◆ **Activity**:
The entries shown next need to be written again word for word.

(Records excerpted from a collection)
%%
PR #38, opened 2022-07-21
BNH-24

cec200wire:
Database interactions moved from LandlordController to LandlordService via creation of GetLandlordFromId method.

### DIFF
--- a/web/Controllers/LandlordController.cs
+++ b/web/Controllers/LandlordController.cs
@@ -3,7 +3,6 @@ using BricksAndHearts.Services;
 using BricksAndHearts.ViewModels;
 using Microsoft.AspNetCore.Authorization;
 using Microsoft.AspNetCore.Mvc;
-using Microsoft.EntityFrameworkCore;
 
 namespace BricksAndHearts.Controllers;
 
@@ -11,7 +10,6 @@ namespace BricksAndHearts.Controllers;
 [Route("/landlord")]
 public class LandlordController : AbstractController
 {
-    private readonly BricksAndHeartsDbContext _dbContext;
     private readonly ILandlordService _landlordService;
     private readonly IPropertyService _propertyService;
     private readonly ILogger<LandlordController> _logger;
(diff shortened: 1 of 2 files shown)


cec200wire:
I attempted (for quite some time) to write unit tests for LandlordController.Profile, but I believe that the interaction with the database makes creating unit tests difficult - and since the entire point of this ticket was moving database interactions, there perhaps aren't any relevant unit tests to be implemented here.
If this is incorrect, please let me know - I have some messy attempts at unit tests saved on a separate local branch in case the dead ends I was hitting were my fault as opposed to genuine impossibilities.

web/Controllers/LandlordController.cs
```diff
@@ -85,13 +82,13 @@ public async Task<ActionResult> Profile([FromRoute] int id)
             return StatusCode(403);
         }
 
-        var landlord = await _dbContext.Landlords.SingleOrDefaultAsync(l => l.Id == id);
+        var landlord = _landlordService.GetLandlordFromId(id);
         if (landlord == null)
```
BenRamchandani, line 86: The `landlord` variable here is a `Task`, it will never be null. You should await it first.

```suggestion
        var landlord = await _landlordService.GetLandlordFromId(id);
        if (landlord == null)
```

web/Services/LandlordService.cs
```diff
@@ -17,6 +17,7 @@ public enum LandlordRegistrationResult
 
     public Task<LandlordRegistrationResult> RegisterLandlordWithUser(LandlordProfileModel createModel, BricksAndHeartsUser user);
     public List<PropertyDbModel> GetListOfProperties(int landlordId);
+    public Task<LandlordDbModel> GetLandlordFromId(int id);
```
BenRamchandani, line 20: This can return null (or rather, awaiting the Task can return null), so include it in the type signature, and I'd change the method name as well
```suggestion
    public Task<LandlordDbModel?> GetLandlordIfExistsFromId(int id);
```

BenRamchandani (changes requested):
some async trickiness

BenRamchandani (approved):
Looks good. Setting up unit testing for database stuff is whole load of work itself, so definitely fine to skip for now.

cec200wire:
I had to rebase before merging, the conflict resolution was very simple so nothing should have broken but - of course - I now can't merge.

emilypatsko (approved):

PR #39, opened 2022-07-22
BNH-17 landlord edit profile

TomHanmer29:
Landlords can now edit their profiles!
image
image
This uses the same formatting and checks as the landlord register page and thus may have the same issues as on ticket BNH-43 so this is worth noting for future


TomHanmer29:
I forgot to add unit tests! Will close and then reopen once this is done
%%
◆ **Exercise solution**:
PR #38, opened 2022-07-21
BNH-24

cec200wire:
Database interactions moved from LandlordController to LandlordService via creation of GetLandlordFromId method.

### DIFF
--- a/web/Controllers/LandlordController.cs
+++ b/web/Controllers/LandlordController.cs
@@ -3,7 +3,6 @@ using BricksAndHearts.Services;
 using BricksAndHearts.ViewModels;
 using Microsoft.AspNetCore.Authorization;
 using Microsoft.AspNetCore.Mvc;
-using Microsoft.EntityFrameworkCore;
 
 namespace BricksAndHearts.Controllers;
 
@@ -11,7 +10,6 @@ namespace BricksAndHearts.Controllers;
 [Route("/landlord")]
 public class LandlordController : AbstractController
 {
-    private readonly BricksAndHeartsDbContext _dbContext;
     private readonly ILandlordService _landlordService;
     private readonly IPropertyService _propertyService;
     private readonly ILogger<LandlordController> _logger;
(diff shortened: 1 of 2 files shown)


cec200wire:
I attempted (for quite some time) to write unit tests for LandlordController.Profile, but I believe that the interaction with the database makes creating unit tests difficult - and since the entire point of this ticket was moving database interactions, there perhaps aren't any relevant unit tests to be implemented here.
If this is incorrect, please let me know - I have some messy attempts at unit tests saved on a separate local branch in case the dead ends I was hitting were my fault as opposed to genuine impossibilities.

web/Controllers/LandlordController.cs
```diff
@@ -85,13 +82,13 @@ public async Task<ActionResult> Profile([FromRoute] int id)
             return StatusCode(403);
         }
 
-        var landlord = await _dbContext.Landlords.SingleOrDefaultAsync(l => l.Id == id);
+        var landlord = _landlordService.GetLandlordFromId(id);
         if (landlord == null)
```
BenRamchandani, line 86: The `landlord` variable here is a `Task`, it will never be null. You should await it first.

```suggestion
        var landlord = await _landlordService.GetLandlordFromId(id);
        if (landlord == null)
```

web/Services/LandlordService.cs
```diff
@@ -17,6 +17,7 @@ public enum LandlordRegistrationResult
 
     public Task<LandlordRegistrationResult> RegisterLandlordWithUser(LandlordProfileModel createModel, BricksAndHeartsUser user);
     public List<PropertyDbModel> GetListOfProperties(int landlordId);
+    public Task<LandlordDbModel> GetLandlordFromId(int id);
```
BenRamchandani, line 20: This can return null (or rather, awaiting the Task can return null), so include it in the type signature, and I'd change the method name as well
```suggestion
    public Task<LandlordDbModel?> GetLandlordIfExistsFromId(int id);
```

BenRamchandani (changes requested):
some async trickiness

BenRamchandani (approved):
Looks good. Setting up unit testing for database stuff is whole load of work itself, so definitely fine to skip for now.

cec200wire:
I had to rebase before merging, the conflict resolution was very simple so nothing should have broken but - of course - I now can't merge.

emilypatsko (approved):

PR #39, opened 2022-07-22
BNH-17 landlord edit profile

TomHanmer29:
Landlords can now edit their profiles!
image
image
This uses the same formatting and checks as the landlord register page and thus may have the same issues as on ticket BNH-43 so this is worth noting for future


TomHanmer29:
I forgot to add unit tests! Will close and then reopen once this is done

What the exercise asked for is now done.